=== DATA EXTRACTS ===
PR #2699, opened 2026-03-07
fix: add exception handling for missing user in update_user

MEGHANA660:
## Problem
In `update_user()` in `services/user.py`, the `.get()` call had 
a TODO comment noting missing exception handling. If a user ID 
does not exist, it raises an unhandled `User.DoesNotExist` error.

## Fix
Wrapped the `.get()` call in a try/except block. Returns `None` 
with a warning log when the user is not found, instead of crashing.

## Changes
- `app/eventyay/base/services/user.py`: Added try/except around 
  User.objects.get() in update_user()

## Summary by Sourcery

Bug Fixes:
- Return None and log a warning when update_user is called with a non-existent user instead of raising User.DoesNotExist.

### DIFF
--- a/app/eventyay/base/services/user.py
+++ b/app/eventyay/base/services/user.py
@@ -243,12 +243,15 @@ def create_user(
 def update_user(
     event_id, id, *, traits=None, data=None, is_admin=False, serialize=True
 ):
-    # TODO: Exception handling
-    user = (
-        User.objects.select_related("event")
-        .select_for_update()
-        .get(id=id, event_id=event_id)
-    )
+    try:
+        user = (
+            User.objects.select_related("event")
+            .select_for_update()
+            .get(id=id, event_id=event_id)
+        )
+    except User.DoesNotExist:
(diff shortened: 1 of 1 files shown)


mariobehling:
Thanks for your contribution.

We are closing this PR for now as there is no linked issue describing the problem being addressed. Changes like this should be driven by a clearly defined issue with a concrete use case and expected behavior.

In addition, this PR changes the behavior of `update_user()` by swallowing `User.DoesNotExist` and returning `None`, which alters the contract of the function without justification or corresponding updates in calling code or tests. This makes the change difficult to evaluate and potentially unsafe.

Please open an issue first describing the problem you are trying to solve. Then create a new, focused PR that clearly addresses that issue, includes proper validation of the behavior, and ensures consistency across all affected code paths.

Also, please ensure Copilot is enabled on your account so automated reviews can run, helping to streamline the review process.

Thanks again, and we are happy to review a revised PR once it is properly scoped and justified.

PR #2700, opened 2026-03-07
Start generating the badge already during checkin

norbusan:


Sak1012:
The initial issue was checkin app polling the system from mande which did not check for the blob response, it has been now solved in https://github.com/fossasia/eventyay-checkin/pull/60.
===
=== DATA EXTRACTS ===
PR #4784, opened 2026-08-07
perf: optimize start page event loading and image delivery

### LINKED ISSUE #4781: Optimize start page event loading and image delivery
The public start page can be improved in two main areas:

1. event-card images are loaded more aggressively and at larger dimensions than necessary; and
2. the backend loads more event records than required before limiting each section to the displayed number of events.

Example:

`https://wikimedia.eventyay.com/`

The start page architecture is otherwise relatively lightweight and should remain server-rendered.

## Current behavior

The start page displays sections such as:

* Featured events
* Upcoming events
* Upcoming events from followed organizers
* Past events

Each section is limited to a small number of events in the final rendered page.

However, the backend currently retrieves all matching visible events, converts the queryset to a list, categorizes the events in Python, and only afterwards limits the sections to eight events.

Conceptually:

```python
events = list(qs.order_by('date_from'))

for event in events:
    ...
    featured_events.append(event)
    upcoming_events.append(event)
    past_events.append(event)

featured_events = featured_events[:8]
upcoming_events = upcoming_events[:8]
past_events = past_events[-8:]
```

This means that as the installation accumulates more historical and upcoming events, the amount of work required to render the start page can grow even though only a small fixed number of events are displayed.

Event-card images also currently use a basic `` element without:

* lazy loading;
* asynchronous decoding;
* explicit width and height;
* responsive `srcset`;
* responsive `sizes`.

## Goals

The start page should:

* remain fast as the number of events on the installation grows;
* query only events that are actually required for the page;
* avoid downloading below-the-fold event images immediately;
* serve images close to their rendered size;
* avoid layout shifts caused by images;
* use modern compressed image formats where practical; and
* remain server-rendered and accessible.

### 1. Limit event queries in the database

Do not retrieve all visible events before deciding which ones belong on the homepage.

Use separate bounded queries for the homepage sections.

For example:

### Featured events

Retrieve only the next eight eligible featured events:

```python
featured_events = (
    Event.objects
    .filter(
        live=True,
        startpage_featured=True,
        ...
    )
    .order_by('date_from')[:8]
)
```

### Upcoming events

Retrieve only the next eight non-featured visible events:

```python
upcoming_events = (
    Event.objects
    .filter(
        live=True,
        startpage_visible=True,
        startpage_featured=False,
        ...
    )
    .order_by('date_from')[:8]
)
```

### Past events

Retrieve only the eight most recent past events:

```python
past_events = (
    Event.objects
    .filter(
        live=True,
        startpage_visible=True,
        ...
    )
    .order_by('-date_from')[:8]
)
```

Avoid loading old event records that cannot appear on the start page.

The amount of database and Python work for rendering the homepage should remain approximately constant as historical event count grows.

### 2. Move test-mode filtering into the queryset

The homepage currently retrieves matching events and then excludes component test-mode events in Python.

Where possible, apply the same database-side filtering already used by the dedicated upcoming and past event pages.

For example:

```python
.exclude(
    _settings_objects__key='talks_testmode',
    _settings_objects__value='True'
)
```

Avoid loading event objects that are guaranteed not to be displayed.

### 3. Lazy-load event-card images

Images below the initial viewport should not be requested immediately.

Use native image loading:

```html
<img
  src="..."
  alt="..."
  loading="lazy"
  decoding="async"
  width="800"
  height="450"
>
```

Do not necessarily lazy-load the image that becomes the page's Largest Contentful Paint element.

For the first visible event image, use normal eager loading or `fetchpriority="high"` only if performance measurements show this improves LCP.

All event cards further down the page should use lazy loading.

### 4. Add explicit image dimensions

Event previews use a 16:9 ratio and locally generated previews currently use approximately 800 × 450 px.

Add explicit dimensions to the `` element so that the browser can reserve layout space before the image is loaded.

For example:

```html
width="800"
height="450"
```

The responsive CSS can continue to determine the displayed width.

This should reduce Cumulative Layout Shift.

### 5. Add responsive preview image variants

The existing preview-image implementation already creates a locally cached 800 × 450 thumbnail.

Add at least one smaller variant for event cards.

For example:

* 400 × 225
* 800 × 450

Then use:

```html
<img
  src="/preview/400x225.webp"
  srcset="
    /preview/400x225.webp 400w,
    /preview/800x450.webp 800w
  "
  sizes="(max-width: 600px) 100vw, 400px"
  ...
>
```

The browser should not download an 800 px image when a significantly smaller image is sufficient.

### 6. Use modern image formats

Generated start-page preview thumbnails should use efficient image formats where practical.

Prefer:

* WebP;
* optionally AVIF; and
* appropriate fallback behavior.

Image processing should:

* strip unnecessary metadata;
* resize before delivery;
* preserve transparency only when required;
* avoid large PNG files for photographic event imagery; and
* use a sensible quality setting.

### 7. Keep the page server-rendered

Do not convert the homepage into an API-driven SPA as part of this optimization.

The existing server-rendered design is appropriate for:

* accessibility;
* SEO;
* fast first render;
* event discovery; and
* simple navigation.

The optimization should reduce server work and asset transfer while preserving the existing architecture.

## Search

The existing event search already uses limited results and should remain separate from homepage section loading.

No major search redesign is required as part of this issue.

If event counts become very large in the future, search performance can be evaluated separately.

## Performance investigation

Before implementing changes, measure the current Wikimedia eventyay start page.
===
Count the lines above that include the word "reduce". Reply with that number alone.

2